第1巻では奈々とナナそれぞれの語りがあるが、それは「未来の記憶」の視点ではない。

あたしの生まれた故郷は
山に囲まれた
広くも狭くもない町で
ど田舎ではないけど都会でもない
観光にこられてもウリがない
あたしは3人兄弟の真ん中で
金持ちでも貧乏でもない親に
ほったらかされてスクスクと育ち
県内普通レベルの女子校を
もうすぐ卒業する

小松奈々
只今一九歳
彼氏はいれど遠距離恋愛
今に見てろよ大魔王

とこれが奈々。

そして次に引くのがナナの語り。

あたしは自分の生まれ故郷を知らない
父親の顔は見た事もないし
母親の顔もとうに忘れた
4つのときにこの海沿いの町に来て
小料理屋を営む祖母に
さんざん嫌みを言われまくって育ち
今はバイトに明け暮れながら
夢のかけらを磨いている

これらはいずれも物語の現在の視点からの語りである。
この時点ではまだ「未来の記憶」という意表を衝く技法は導入されていない。おそらくまだ作者にもその構想はなかったであろう。
物語の導入であり、人物紹介の役割を果たすので、この物語の現在の視点からの語りは了解できる。
ここでナナに一人称語りをさせているのも同様である。

以後、上述のように第2巻からは、奈々の「未来の記憶」によるナナへの語りかけという構想がコンスタントに続く。

しかし第8巻にいたってこの着想は裏切られる。
ナナの側の語り、それも「未来の記憶」としての語りが導入されるのである。

「あのさ ハチ」で始まるナナによる奈々への語り(内面描写)は痛々しくクールな哀切感をともなうが、ナナに直接語らせる誘惑は退けるべきだったと思う。

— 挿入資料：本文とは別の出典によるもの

PR #174, opened 2016-04-29
Fix to dumps fomula args in same order

ravelll:
Fix to dumps args in same order when a formula installed with args specified in different order on different machines.

In current implementation, as I present below, there is the case that has difference about its order.

```diff
-brew 'gcc', args: ['with-jit', 'with-nls', 'with-all-languages']
+brew 'gcc', args: ['with-all-languages', 'with-jit', 'with-nls']
```

### DIFF
--- a/lib/bundle/brew_dumper.rb
+++ b/lib/bundle/brew_dumper.rb
@@ -20,7 +20,7 @@ module Bundle
         if f[:args].empty?
           "brew '#{f[:full_name]}'"
         else
-          args = f[:args].map { |arg| "'#{arg}'" }.join(", ")
+          args = f[:args].map { |arg| "'#{arg}'" }.sort.join(", ")
           "brew '#{f[:full_name]}', args: [#{args}]"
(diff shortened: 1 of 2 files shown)


mikemcquaid:
👍 great PR.

> Fix to dumps args in same order when a formula installed with args specified in different order on different machines.

Can you elaborate a bit on this? I'm interested in hearing more about it, thanks.

ravelll:
Thanks ☺️ 

I reinstalled gcc with some args on two OS X machines.
Following commands are these executed on each machines.

```sh
# on machine 1
brew reinstall gcc --with-all-languages --with-jit --with-nls
# on machine 2
brew reinstall gcc --with-jit --with-nls --with-all-languages
```

Then 'brew bundle dump' on two, I found diff in Brewfiles as I wrote to #.
(Diff is one checked on machine2.)

mikemcquaid:
Seems reasonable 👍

お間抜けな奈々、今生きている現在の重要性を了解していない脳天気な奈々が、未来のある時点から失われた現在という名の過去を振り返って語る、というところが重要な構想であったはずだ。

何よりも、ナナの内面は謎であるべきだった。
ナナの内面は、「忠犬ハチ公」のような奈々が繰り返し追い求めつつ、つねにその手をすり抜けていってしまうというのが物語論的に肝要なところであろう。
奈々の「未来の記憶」が語る失われた過去とは、ナナの内面の謂いに他ならないからである。

そして、ついには先が見えてしまった。

ノブはどんどんペシミズムを深化させて陰鬱になってゆく。
無邪気な破滅型のシンちゃんの末路は繰り返し示唆されている。
知性と良識と包容力で安定をもたらす重力の役割を果たしていた「弁護士」のヤスは、イエロー・ジャーナリストからナナを守るために暴力事件を起こす。かつての内集団の安寧は蚕食され、しだいにバランスが崩れてゆく。

そのときのナナの内的独白。

バカだこいつ
うちのメンバーはバカばっかりかよ
ノブは親に勘当されても、女に捨てられても懲りずにギターにしがみついてるし
シンはこのままほっといたら破滅の道まっしぐらだし
あたしが歌わなきゃ、未来がないじゃない

したがって「未来」が失われてゆく。
そこにふたつの伏線がいささか唐突に導入される。
ナナの過呼吸症候群と、ナナの恋人レンのドラッグ中毒である。

「ナナのいない未来」からの奈々の語りそのものを生み出することになる契機はなんなのか、物語的にも、奈々の語りのなかでも明示されず、それがずっとサスペンスを維持することにつながっていた。
ナナって死んじゃったのかな、と思わせるところもあったけど、奈々の語りは未来における「不在のナナ」に向けられており、またナナ自身の「未来の記憶」が語られるに及んで、それはなくなった。ナナはどこかにいるが、出奔して行方知れずということである。

この先の展開は、ふたつの伏線から推察し得る。

ナナは「ストレス性過呼吸」の誘発する何かで歌えなくなり(「あたしが歌わなきゃ、未来がないじゃない」)、レンはドラッグ中毒で死にいたり、そしてナナは失踪するんでしょ。

ちがう?

どうかまた意表を衝いて裏切ってくれることを願う。

と思っていたら、、第12巻の冒頭でまた意表を衝かれる。
いつとも知れない「未来の記憶」の時点に突然「フラッシュ・フォワード」するのである。

奈々は6歳になる子どものサツキを連れている。
つまり6年後だったんですね、その「未来」というのは。
ノブとシンちゃんとヤスに関しては、そしてレンに関しても予想が外れた。みな健在でした(よかったね)。
レンは場面に登場しないが、健在であることがさらりとメンションされる。

大外れでした(ごめんね)。

それでも、とうとう「いつとも知れない未来」も明らかにされちゃった(残念)、と思ったけれど、このフラッシュ・フォワードはなかなかよくできている。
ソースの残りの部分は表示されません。